= Orientifold =

Concept in theoretical physics

In theoretical physics orientifold is a generalization of the notion of orbifold, proposed by Augusto Sagnotti in 1987. The novelty is that in the case of string theory the non-trivial element(s) of the orbifold group includes the reversal of the orientation of the string. Orientifolding therefore produces unoriented strings—strings that carry no "arrow" and whose two opposite orientations are equivalent. Type I string theory is the simplest example of such a theory and can be obtained by orientifolding type IIB string theory.

In mathematical terms, given a smooth manifold $\mathcal{M}$, two discrete, freely acting, groups $G_{1}$ and $G_{2}$ and the worldsheet parity operator $\Omega_{p}$ (such that $\Omega_{p} : \sigma \to 2\pi - \sigma$) an orientifold is expressed as the quotient space $\mathcal{M}/(G_{1} \cup \Omega G_{2})$. If $G_{2}$ is empty, then the quotient space is an orbifold. If $G_{2}$ is not empty, then it is an orientifold.

== Application to string theory ==

In string theory $\mathcal{M}$ is the compact space formed by rolling up the theory's extra dimensions, specifically a six-dimensional Calabi–Yau space. The simplest viable compact spaces are those formed by modifying a torus.

=== Supersymmetry breaking ===

The six dimensions take the form of a Calabi–Yau for reasons of partially breaking the supersymmetry of the string theory to make it more phenomenologically viable. The Type II string theories have 32 real supercharges, and compactifying on a six-dimensional torus leaves them all unbroken. Compactifying on a more general Calabi–Yau sixfold, 3/4 of the supersymmetry is removed to yield a four-dimensional theory with 8 real supercharges (N=2). To break this further to the only non-trivial phenomenologically viable supersymmetry, N=1, half of the supersymmetry generators must be projected out and this is achieved by applying the orientifold projection.

=== Effect on field content ===

A simpler alternative to using Calabi–Yaus to break to N=2 is to use an orbifold originally formed from a torus. In such cases it is simpler to examine the symmetry group associated to the space as the group is given in the definition of the space.

The orbifold group $G_{1}$ is restricted to those groups which work crystallographically on the torus lattice, i.e. lattice preserving. $G_{2}$ is generated by an involution $\sigma$, not to be confused with the parameter signifying position along the length of a string. The involution acts on the holomorphic 3-form $\Omega$ (again, not to be confused with the parity operator above) in different ways depending on the particular string formulation being used.
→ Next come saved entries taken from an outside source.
Issue #9985, opened 2022-01-23
Don't enable payouts if KYC is required


nfrgosselin:
**User Story:**
As a Gitcoin admin
I want to prevent certain grant owners from bypassing KYC
So that Gitcoin doesn't face legal risk

**Acceptance Criteria**
GIVEN the creation of a grants.models.clrmatch object
WHEN the KYC required flag is true
THEN the default state for is payout ready is FALSE.

**Product & Design Links:**

**Tech Details:**

**Open Questions:**

**Notes/Assumptions:**
From Owocki's original story:
when the grants.models.clrmatch object is created, it should not have "is payout ready" true IF the KYC REQUIRED flag is true.

https://bits.owocki.com/ApuEGo4v

- grant owners with more than 10k needs kyc
- there’s no way for us to block folks from claiming directly from etherscan
- folks can choose to bypass the kyc and claim directly from etherscan

PR #10090, opened 2022-02-03
chore: ensure matches with kyc are not promoted

thelostone-mc:
##### Description

Ensures grants above threshold require KYC and cannot claim until manually KYC-ed
Also ensures that both KYC pending and no kyc matches are uploaded onto contract 

##### Refers/Fixes

Fixes https://github.com/gitcoinco/web/issues/9985

##### Testing

Untitled


schultztimothy (approved):
LGTM 👍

- Type IIB : $\sigma (\Omega) = \Omega$ or $\sigma (\Omega) = -\Omega$
- Type IIA : $\sigma (\Omega) = \bar{\Omega}$

The locus where the orientifold action reduces to the change of the string orientation is called the orientifold plane. The involution leaves the large dimensions of space-time unaffected and so orientifolds can have O-planes of at least dimension 3. In the case of $\sigma (\Omega) = \Omega$ it is possible that all spatial dimensions are left unchanged and O9 planes can exist. The orientifold plane in type I string theory is the spacetime-filling O9-plane.

More generally, one can consider orientifold Op-planes where the dimension p is counted in analogy with Dp-branes. O-planes and D-branes can be used within the same construction and generally carry opposite tension to one another.

However, unlike D-branes, O-planes are not dynamical. They are defined entirely by the action of the involution, not by string boundary conditions as D-branes are. Both O-planes and D-branes must be taken into account when computing tadpole constraints.

The involution also acts on the complex structure (1,1)-form J

- Type IIB : $\sigma (J) = J$
- Type IIA : $\sigma (J) = -J$

This has the result that the number of moduli parameterising the space is reduced. Since $\sigma$ is an involution, it has eigenvalues $\pm 1$. The (1,1)-form basis $\omega_{i}$, with dimension $h^{1,1}$ (as defined by the Hodge diamond of the orientifold's cohomology) is written in such a way that each basis form has definite sign under $\sigma$. Since moduli $A_{i}$ are defined by $J = A_{i}\omega_{i}$ and J must transform as listed above under $\sigma$, only those moduli paired with 2-form basis elements of the correct parity under $\sigma$ survive. Therefore, $\sigma$ creates a splitting of the cohomology as $h^{1,1} = h^{1,1}_{+} + h^{1,1}_{-}$ and the number of moduli used to describe the orientifold is, in general, less than the number of moduli used to describe the orbifold used to construct the orientifold. Although the orientifold projects out half of the supersymmetry generators the number of moduli it projects out can vary from space to space. In some cases $h^{1,1} = h^{1,1}_{\pm}$, in that all of the (1-1)-forms have the same parity under the orientifold projection. In such cases the way in which the different supersymmetry content enters into the moduli behaviour is through the flux dependent scalar potential the moduli experience, the N=1 case is different from the N=2 case.